- Other names: Organic aciduria, Organic acid disorder

= Organic acidemia =

Group of metabolic disorders

Organic acidemia is a term used to classify a group of metabolic disorders which disrupt normal amino acid metabolism, particularly branched-chain amino acids, causing a buildup of acids which are usually not present.

The branched-chain amino acids include isoleucine, leucine and valine. Organic acids refer to the amino acids and certain odd-chained fatty acids which are affected by these disorders.

The four main types of organic acidemia are: methylmalonic acidemia, propionic acidemia, isovaleric acidemia, and maple syrup urine disease.

==Cause==
Most of the organic acidemias result from defective autosomal genes for various enzymes important to amino acid metabolism. Neurological and physiological harm is caused by this impaired ability to synthesize a key enzyme required to break down a specific amino acid, or group of amino acids, resulting in acidemia and toxicity to specific organ systems. Most are inherited as autosomal recessive diseases.

==Diagnosis==
Organic acidemias are usually diagnosed in infancy, characterized by urinary excretion of abnormal amounts or types of organic acids. The diagnosis is usually made by detecting an abnormal pattern of organic acids in a urine sample by gas chromatography-mass spectrometry. In some conditions, the urine is always abnormal, in others, the characteristic substances are only present intermittently. Many of the organic acidemias are detectable by newborn screening with tandem mass spectrometry.

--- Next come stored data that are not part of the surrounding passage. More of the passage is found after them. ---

PR #3993, opened 2024-10-25
Skip modbus protocol testing with Spicy SSL enabled

awelzel:
@0xxon , think for the time we can skip the test?

This also introduces a helper similarly what we do for other features (af-packet, spicy, javascript, ...)


0xxon (approved):
Yup, sounds good to me.

PR #3995, opened 2024-10-28
account for spaces encoding to plus signs in sqli regex detection

cooper-grill:
If I run a quick test through DVWA and send `' OR 1=1#` over a GET request, the URI ends up looking like `/full/uri?id='+OR+1=1#`. This tool encodes spaces as plus signs (+), and this PR should address cases like this.

To summarize the changes, every time we see `[[:blank:]\x00-\x1f]` (or similar), add a `\+` to it.

Line [51](https://github.com/zeek/zeek/blob/fc42074c7cd2380396ede65da6fdad4da2bae9d4/scripts/policy/protocols/http/detect-sqli.zeek#L51) is the only pattern group that intentionally matches on a plus sign, so the space-to-plus-sign match is not added to the clause before the plus sign match (see columns 113 and 133).

### DIFF
--- a/scripts/policy/protocols/http/detect-sqli.zeek
+++ b/scripts/policy/protocols/http/detect-sqli.zeek
@@ -46,11 +46,11 @@ export {
 
 	## Regular expression is used to match URI based SQL injections.
 	const match_sql_injection_uri =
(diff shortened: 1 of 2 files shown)


awelzel:
@cooper-grill - thanks! Would you be able to capture a pcap while running the GET request agains DVWA and add a test? Or attach the pcap here so a test can be added during the merge.

Thanks!

cooper-grill:
@awelzel hopefully these tests are in the right place! Attached is the reference PCAP
[sql injection 2.pcapng.gz](https://github.com/user-attachments/files/17556338/sql.injection.2.pcapng.gz)

awelzel (approved):

awelzel:
Thank you for your contribution! This has been merged.

PR #3997, opened 2024-10-29
Fix Clang 19 deprecation failure

### LINKED ISSUE #3994: 7.0.3 build errors with FreeBSD 15 current and clang 19.1.2
pkg fallout just started complaining about zeek. Here's a representative example error:
```
/usr/include/c++/v1/string:820:42: error: implicit instantiation of undefined template 'std::char_traits<unsigned char>'
  820 |   static_assert(is_same<_CharT, typename traits_type::char_type>::value,
      |                                          ^
/wrkdirs/usr/ports/security/zeek/work/zeek-7.0.3/src/DFA.cc:257:23: note: in instantiation of template class 'std::basic_string<unsigned char>' requested here
  257 |     for ( auto& entry : states ) {
      |                       ^
/usr/include/c++/v1/__fwd/string.h:23:29: note: template is declared here
   23 | struct _LIBCPP_TEMPLATE_VIS char_traits;
      |                             ^
```

The failed build log with all errors is here:

https://pkg-status.freebsd.org/beefy18/data/main-amd64-default/p645a502a4f60_s8b2e7da7085/logs/zeek-7.0.3.log

evantypanski:
This is a draft PR to get some CI runs, this kind of scares me with unintended consequences so having a list would be nice ;) .

Fixes #3994

Clang 19 with libc++ started failing to compile because the default implementation of `std::char_traits` was removed, making uses of `std::char_traits<unsigned char>` invalid (by consequence, also `std::basic_string<unsigned char>`). This was more of used for convenience before, but it should be roughly the same behavior with `char`.

Note that I initially wanted to just replace `u_char` with `char`, but that's probably bad because openssl expects `unsigned char` (and *lots* of other stuff) :/ That's pretty reasonable, though.

See relevant LLVM commits:

https://github.com/llvm/llvm-project/commit/aeecef08c385b1e4955155dd649a2d3724463849

https://github.com/llvm/llvm-project/commit/08a0faf4cd32bce6c51027ea9b5ec351747995b4

### DIFF
--- a/src/DFA.cc
+++ b/src/DFA.cc
@@ -265,9 +265,9 @@ DFA_State_Cache::~DFA_State_Cache() {
 DFA_State* DFA_State_Cache::Lookup(const NFA_state_list& nfas, DigestStr* digest) {
     // We assume that state ID's don't exceed 10 digits, plus
     // we allow one more character for the delimiter.
-    auto id_tag_buf = std::make_unique<u_char[]>(nfas.length() * 11 + 1);
+    auto id_tag_buf = std::make_unique<char[]>(nfas.length() * 11 + 1);
     auto id_tag = id_tag_buf.get();
-    u_char* p = id_tag;
+    char* p = id_tag;
 
     for ( int i = 0; i < nfas.length(); ++i ) {
         NFA_State* n = nfas[i];
@@ -287,7 +287,7 @@ DFA_State* DFA_State_Cache::Lookup(const NFA_state_list& nfas, DigestStr* digest
     // HashKey because the data is copied into the key.
     hash128_t hash;
     KeyedHash::Hash128(id_tag, p - id_tag, &hash);
-    *digest = DigestStr(reinterpret_cast<const unsigned char*>(hash), 16);
+    *digest = DigestStr(reinterpret_cast<const char*>(hash), 16);
 
     auto entry = states.find(*digest);
     if ( entry == states.end() ) {
--- a/src/DFA.cc
+++ b/src/DFA.cc
@@ -2,8 +2,6 @@
 
 #include "zeek/DFA.h"
 
-#include "zeek/zeek-config.h"
-
 #include "zeek/Desc.h"
 #include "zeek/EquivClass.h"
 #include "zeek/Hash.h"
--- a/src/analyzer/protocol/ssl/SSL.cc
+++ b/src/analyzer/protocol/ssl/SSL.cc
@@ -6,7 +6,6 @@
 #include <vector>
 
 #include "zeek/Reporter.h"
-#include "zeek/analyzer/Manager.h"
 #include "zeek/analyzer/protocol/ssl/events.bif.h"
 #include "zeek/analyzer/protocol/ssl/ssl_pac.h"
 #include "zeek/analyzer/protocol/ssl/tls-handshake_pac.h"
@@ -276,7 +275,7 @@ bool SSL_Analyzer::TryDecryptApplicationData(int len, const u_char* data, bool i
 
         // FIXME: should we change types here?
         const u_char* encrypted = data;
-        size_t encrypted_len = len;
+        int encrypted_len = len;
 
         if ( is_orig )
             c_seq++;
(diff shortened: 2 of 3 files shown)


evantypanski:
I think this is ok, I was expecting more blowups honestly.

@leres this branch should build for you if you want to test it. I was able to reproduce with Clang 19's libc++. The first commit fixes it

CI failures seem unrelated

src/analyzer/protocol/ssl/SSL.cc
```diff
@@ -266,21 +265,21 @@ bool SSL_Analyzer::TryDecryptApplicationData(int len, const u_char* data, bool i
...
+        int encrypted_len = len;
 
         if ( is_orig )
             c_seq++;
         else
             s_seq++;
 
         // AEAD nonce, length 12
-        std::basic_string<unsigned char> s_aead_nonce;
+        std::string s_aead_nonce;
```
awelzel, line 282: Switching s_aead_nonce and s_aead_tag to a std::vector<u_char> allows to remove most of the casts here.

https://github.com/zeek/zeek/commit/b04164b78f38eab03b35cf873cced49435e811e1

I'd be okay merging as is, this can be done as a follow-up, too.

src/DFA.cc
```diff
@@ -287,7 +285,7 @@ DFA_State* DFA_State_Cache::Lookup(const NFA_state_list& nfas, DigestStr* digest
     // HashKey because the data is copied into the key.
     hash128_t hash;
     KeyedHash::Hash128(id_tag, p - id_tag, &hash);
-    *digest = DigestStr(reinterpret_cast<const unsigned char*>(hash), 16);
+    *digest = DigestStr(reinterpret_cast<const char*>(hash), 16);
```
awelzel, line 288: Nothing to do - I guess it would be nice to be able to use `hash128_t` directly within a `std::map`, then we wouldn't even need the string. But that requires more surgery :-)

awelzel (approved):
Waiting for your thoughts on switching to std::vector<u_char> within SSL, but otherwise :+1:

src/analyzer/protocol/ssl/SSL.cc
evantypanski: agreed, I think adding this in is closer than using `std::string`. Added it to the first commit

src/DFA.cc
evantypanski: Yeah I saw that too, there's a lot of cleanup for these files just scanning through so I only did the low hanging fruit in the second commit (which, admittedly, wasn't much. A lot of narrowing conversions are around here though, too)

src/analyzer/protocol/ssl/SSL.cc
```diff
@@ -310,28 +314,28 @@ bool SSL_Analyzer::TryDecryptApplicationData(int len, const u_char* data, bool i
...
 
         // AEAD tag
-        std::basic_string<unsigned char> s_aead_tag;
+        byte_buffer s_aead_tag;
         if ( is_orig )
             s_aead_tag = fmt_seq(c_seq);
         else
             s_aead_tag = fmt_seq(s_seq);
 
+        assert(s_aead_tag.size() == 13);
```
0xxon, line 326: Is there a reason for the move of this assert?

Just looking at the code, it seems like it might always trigger after this change.

awelzel: if size wasn't at least 13, accessing `s_aead_tag[12]` would be invalid, so seemed reasonable to pre-assert before potentially accessing out-of-bounds.

evantypanski: I think it won't because it's reserved in `fmt_seq` which is always called https://github.com/zeek/zeek/blob/7b3bc891f4b4e132b8ec37b9b2d1b7f5235b2769/src/analyzer/protocol/ssl/SSL.cc#L39

@awelzel can confirm since that's from the [suggested commit](https://github.com/zeek/zeek/commit/b04164b78f38eab03b35cf873cced49435e811e1), but that was my understanding

PR #3999, opened 2024-10-29
CI: Add Ubuntu Clang task

evantypanski:
~This will be a draft because I couldn't get the cirrus CLI working on the config file here so it may take a try or two 🙊~

This feels more like a band-aid solution - it still requires very manual intervention to get the next builds, but at least this way we don't rely on whatever Clang/libc++ happens to ship with FreeBSD for the only libc++ testing. It seems like sanitizer builds don't use libc++ (they use clang), but I'd rather a dedicated Linux/Clang/libc++ task at least.

Related #3997 - if the new images were there, that issue would have been caught long before it was a real issue. This is intended to fail until that's merged

### DIFF
--- a/.cirrus.yml
+++ b/.cirrus.yml
@@ -368,7 +368,7 @@ macos_sonoma_task:
 freebsd14_task:
   freebsd_instance:
     # FreeBSD 14 EOL: Nov 30 2028
-    image_family: freebsd-14-0
+    image_family: freebsd-14-1
     << : *FREEBSD_RESOURCES_TEMPLATE
 
   prepare_script: ./ci/freebsd/prepare.sh
--- a/.cirrus.yml
+++ b/.cirrus.yml
@@ -268,6 +268,18 @@ ubuntu24_task:
     << : *RESOURCES_TEMPLATE
   << : *CI_TEMPLATE
 
+# Same as above, but using Clang and libc++
+ubuntu24_clang_libcpp_task:
+  container:
+    # Ubuntu 24.04 EOL: Jun 2029
+    dockerfile: ci/ubuntu-24.04/Dockerfile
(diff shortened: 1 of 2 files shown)


evantypanski:
Here are the failing builds from before the base branch swap to confirm these CI failures would have caught #3994 :

https://cirrus-ci.com/task/4849732365844480

https://cirrus-ci.com/task/6714504086552576

Now the base of this PR is the compilation failure fix - they can probably get merged together if they're good.

For the record, I upgraded the FreeBSD image, but the EOL seems different. Since it seems like that didn't matter in the past, I just kept it. I can just drop that commit if we'd rather not deal with that, though..

.cirrus.yml
```diff
@@ -268,6 +268,18 @@ ubuntu24_task:
     << : *RESOURCES_TEMPLATE
   << : *CI_TEMPLATE
 
+# Same as above, but using Clang and libc++
+ubuntu24_clang_libcpp_task:
+  container:
+    # Ubuntu 24.04 EOL: Jun 2029
+    dockerfile: ci/ubuntu-24.04/Dockerfile
+    << : *RESOURCES_TEMPLATE
+  << : *CI_TEMPLATE
```
awelzel, line 277: I'm going to add `SKIP_TASK_ON_PR` - we'll still start to get errors/failures during nightly builds which should be good enough.

awelzel (approved):

timwoj:
> Clang/libc++ happens to ship with FreeBSD for the only libc++ testing. It seems like sanitizer builds don't use libc++ (they use clang), but I'd rather a dedicated Linux/Clang/libc++ task at least.

Moving the sanitizer builds to Clang was something I was tinkering with a while back, but at least for the asan build it broke everything about how we do code coverage. I ended up backing it all out.

PR #4000, opened 2024-10-30
RuleMatcher: Use a single list for tracking pattern_matches

awelzel:
@rsmmr - as discussed on #3996. How does that look, other thoughts?

### DIFF
--- a/src/RuleMatcher.cc
+++ b/src/RuleMatcher.cc
@@ -187,14 +187,24 @@ RuleEndpointState::RuleEndpointState(analyzer::Analyzer* arg_analyzer, bool arg_
     pia = arg_PIA;
 }
 
+const RuleEndpointState::RulePatternMatch* RuleEndpointState::FindRulePatternMatch(const Rule* r) const {
+    const auto it =
+        std::find_if(pattern_matches.begin(), pattern_matches.end(), [r](const auto& m) { return m.rule == r; });
+    if ( it != pattern_matches.end() )
+        return &(*it);
+
+    return nullptr;
+}
+
+void RuleEndpointState::AddRulePatternMatch(Rule* r, const u_char* data, int data_len, MatchPos end_of_match) {
+    pattern_matches.emplace_back(r, data, data_len, end_of_match);
+}
+
 RuleEndpointState::~RuleEndpointState() {
     for ( auto matcher : matchers ) {
         delete matcher->state;
         delete matcher;
     }
-
-    for ( auto text : matched_text )
-        delete text;
 }
 
 RuleFileMagicState::~RuleFileMagicState() {
@@ -865,11 +875,9 @@ void RuleMatcher::Match(RuleEndpointState* state, Rule::PatternType type, const 
                 continue;
 
             // Remember that all patterns have matched.
-            if ( ! state->matched_by_patterns.is_member(r) ) {
-                state->matched_by_patterns.push_back(r);
-                String* s = new String(data, data_len, false);
-                state->matched_text.push_back(s);
-                state->matched_text_end_of_match.push_back(match_end_pos - pre_match_pos);
+            if ( ! state->FindRulePatternMatch(r) ) {
+                MatchPos end_of_match = match_end_pos - pre_match_pos;
+                state->AddRulePatternMatch(r, data, data_len, end_of_match);
             }
 
             DBG_LOG(DBG_RULES, "And has not already fired");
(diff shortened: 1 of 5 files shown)


src/RuleMatcher.cc
```diff
@@ -865,11 +875,10 @@ void RuleMatcher::Match(RuleEndpointState* state, Rule::PatternType type, const
                 continue;
 
             // Remember that all patterns have matched.
-            if ( ! state->matched_by_patterns.is_member(r) ) {
-                state->matched_by_patterns.push_back(r);
-                String* s = new String(data, data_len, false);
-                state->matched_text.push_back(s);
-                state->matched_text_end_of_match.push_back(match_end_pos - pre_match_pos);
+            const auto* pattern_match = state->FindRulePatternMatch(r);
+            if ( pattern_match == nullptr ) {
```
rsmmr, line 879: Style nit, but I think we generally skip explicit comparisons to `nullptr`:

```suggestion
            if ( ! pattern_match ) {
```

src/RuleMatcher.cc
```diff
@@ -893,8 +902,8 @@ void RuleMatcher::FinishEndpoint(RuleEndpointState* state) {
 
     ExecPureRules(state, true);
 
-    loop_over_list(state->matched_by_patterns, i)
-        ExecRulePurely(state->matched_by_patterns[i], state->matched_text[i], state, true);
+    std::for_each(state->pattern_matches.begin(), state->pattern_matches.end(),
+                  [this, state](auto& m) { ExecRulePurely(m.rule, m.text, state, true); });
```
rsmmr, line 906: This is my personal preference, so YMMV, but I do prefer a simple for-loop over `std::for_each` any time ...

src/RuleMatcher.cc
```diff
@@ -997,11 +1006,11 @@ void RuleMatcher::ExecRule(Rule* rule, RuleEndpointState* state, bool eos) {
                 return;
             }
 
+
```
rsmmr, line 1009:
```suggestion
```

src/RuleMatcher.h
```diff
@@ -183,13 +213,8 @@ class RuleEndpointState {
...
     rule_hdr_test_list hdr_tests;
 
-    // The follow tracks which rules for which all patterns have matched,
-    // in a parallel list the (first instance of the) corresponding
-    // matched text, and in another parallel list the offset of the
-    // end of the last pattern match.
-    rule_list matched_by_patterns;
-    bstr_list matched_text;
-    match_offset_list matched_text_end_of_match;
+    // The follow all pattern matches for rules for which all patterns have matched.
```
rsmmr, line 216:
```suggestion
    // The following tracks all pattern matches for rules for which all patterns have matched.
```

src/RuleMatcher.cc
rsmmr: Actually, don't even need the tmp:

```
if ( ! state->FindRulePatternMatch(r) ) {
```

src/RuleMatcher.h
```diff
@@ -168,6 +169,35 @@ class RuleEndpointState {
     RuleEndpointState(analyzer::Analyzer* arg_analyzer, bool arg_is_orig, RuleEndpointState* arg_opposite,
                       analyzer::pia::PIA* arg_PIA);
 
+    // Tracking pattern matches for a given Rule.
+    class RulePatternMatch {
```
rsmmr, line 173: Optional: if all members are public, I personally like making it a `struct` to indicate so.

src/RuleMatcher.h
```diff
@@ -168,6 +169,35 @@ class RuleEndpointState {
...
+    public:
+        RulePatternMatch(Rule* rule, const u_char* data, int data_len, MatchPos end_of_match)
+            : rule(rule), text(new String(data, data_len, false)), end_of_match(end_of_match) {}
```
rsmmr, line 176: Suggest to use `unique_ptr` for `text` to avoid manual memory mgmt.

rsmmr: Or, actually, do we need this on the heap at all, vs. just storing a `String` directly inside the `class`?

rsmmr (approved):
Look good, just small notes.

src/RuleMatcher.cc
awelzel: Yep, thanks for mentioning!

PR #4008, opened 2024-11-04
btest: Add detect-sqli test script

awelzel:
...I added the baselines during the merge, just not the test itself.


evantypanski (approved):
😃

PR #4009, opened 2024-11-04
ZAM fix for inlining empty function bodies

vpax:
Today we tripped upon a ZAM bug that's only tickled when the `else` branch of a conditional is a call to an empty function that gets inlined. This PR fixes the bug and adds a regression BTest.


vpax:
Huh - standalone, that doesn't fail for me, but in the BTest indeed it does. Thanks for flagging! Will close this and look into it further.

PR #4014, opened 2024-11-06
Cleanup diff-remove-abspath, add better support for Windows paths

timwoj:
This makes some minor cleanup changes to diff-remove-abspath, plus adds better handling of Windows paths. The new handling isn't perfect (Windows has a *lot* of path variations), but it's good enough to cover our btests. These changes fix roughly 300 btests, bringing the number down from just under 700 to just under 400.

There's still some path oddities with Windows in the btests. In a couple of them, `reporter.log` has double backslash characters for all of the path separators. I dug into it a bit, and it looks like the Ascii formatter used by the Ascii writer is adding them, but I didn't dig far enough to figure out why.


timwoj:
Oh god, `sed` on macOS doesn't support `\t` tokens?

ckreibich (approved):
Approving, based on a mixture of parsing those JS docs and taking your word for it. ;-)

I'm wondering whether we should move this filter to Python. We already need it so we can run btest in the first place, and I'd imagine with pathlib this is a pretty clean one-liner.

PR #4015, opened 2024-11-07
Spicy: Do not raise an analyzer error when a connection is missing a regular tear-down.

### LINKED ISSUE #4007: Spicy analyzer raises protocol violation on read beyond connection end
Spicy and Binpac behave differently when a connection ends while a protocol unit is parsed. In Binpac, the connection is just silently closed, while Spicy seems to raise an protocol violation at the very end of the connection. This seems undesirable to me, as there are a variety of reasons why connections can be closed unexpectedly.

These disorders vary in their prognosis, from manageable to fatal, and usually affect more than one organ system, especially the central nervous system.

Neurological damage and developmental delay are common factors in diagnosis, with associated symptoms ranging from poor feeding to slow growth, lethargy, vomiting,
dehydration, malnutrition, hypoglycemia, hypotonia, metabolic acidosis, ketoacidosis, hyperammonemia, and if left untreated, death.

==Treatment==
Treatment or management of organic acidemias vary; e.g. see methylmalonic acidemia, propionic acidemia, isovaleric acidemia, and maple syrup urine disease.

As of 1984 there were no effective treatments for all of the conditions, though treatment for some included a limited protein/high carbohydrate diet, intravenous fluids, amino acid substitution, vitamin supplementation, carnitine, induced anabolism, and in some cases, tube-feeding.

As of 1993 beta-ketothiolase deficiency and other OAs were managed by trying to restore biochemical and physiologic homeostasis; common therapies included restricting diet to avoid the precursor amino acids and use of compounds to either dispose of toxic metabolites or increase enzyme activity.